Stored data –
______________________________
Issue #33800, opened 2021-07-28
Should not delete the cattle-system namespace when deleting the imported k8s cluster when Rancher pod is running in it


guangbochen:
**Rancher Server Setup**
- Rancher version: master-head

**Describe the bug**
When deleting the imported k8s cluster from the Rancher it will delete all the resources and the namespace of the `cattle-system`, but this will cause an issue of the imported k8s cluster if it has extra resources that exist in the same `cattle-system` namespace, e.g, in the Harvester cluster we run embedded Rancher in this namespace which should not get removed by the Rancher.

**To Reproduce**
1. import an existing k8s cluster to the Rancher server.
2. delete the imported k8s cluster
3. the `cattle-system` namespace  and its resources is removed completely 

**Result**
- resources in the same namespace will also get deleted.

**Expected Result**
should keep the other resource and the `cattle-system` namespace, probably only delete the cluster-agent node.

deniseschannon:
QA should test removing an importing cluster and re-importing to ensure a cluster could still be imported.

guangbochen:
verified using the `master-head-08-19` version:
1. imported a downstream Harvester/k8s cluster via the `Importing Existing` option
2. the cluster explorer is ready
3. delete the imported cluster and all resources have remained (the downstream cluster must have embedded rancher installed on the `cattle-system` namespace)
4. reimporting the same cluster again and the cluster explorer still working as expected.

![image](https://user-images.githubusercontent.com/4569037/130049733-db0a1786-0816-4ab1-839f-e2d7068bd078.png)

deniseschannon:
@kravciak Can you do one additional validation? I believe the change we made only keeps the cattle system namespace IF Rancher is running on the imported cluster.

Can you validate that removing a regular imported cluster cleans up the `cattle-system` namespace?

deniseschannon:
@dnoland1 Do you think this change will affect the hosted Rancher use case at all?

dnoland1:
@deniseschannon I don't think it will, but can test. Does "imported k8s cluster" include k3s clusters that have been imported?

deniseschannon:
Yes, I would assume so @dnoland1

kravciak:
@deniseschannon pods are not cleaned from cattle-system namespace after cluster removal

I did:
- run v2.6-head (b3980c2) docker single node rancher
- import k3s cluster `Import Existing -> Generic`
- wait until all pods on k3s are running after import
- remove k3s cluster from dashboard UI

[...]

PR #34294, opened 2021-08-18
Don't cleanup an imported cluster on remove if Rancher is installed

ibuildthecloud:


ibuildthecloud:
@dramich Do you see any issue with this? Basically if Rancher is installed downstream we don't want to wipe out `cattle-system` and delete the downstream installation.

dramich:
My concern would be if we do this that cluster can not be reimported to rancher cleanly. It will have the same issue it did before this where we reference things that don't exist in rancher management.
______________________________
Task to complete –
Say, as a single number, how many lines of the records hold the word "explorer".

Problem solution –
2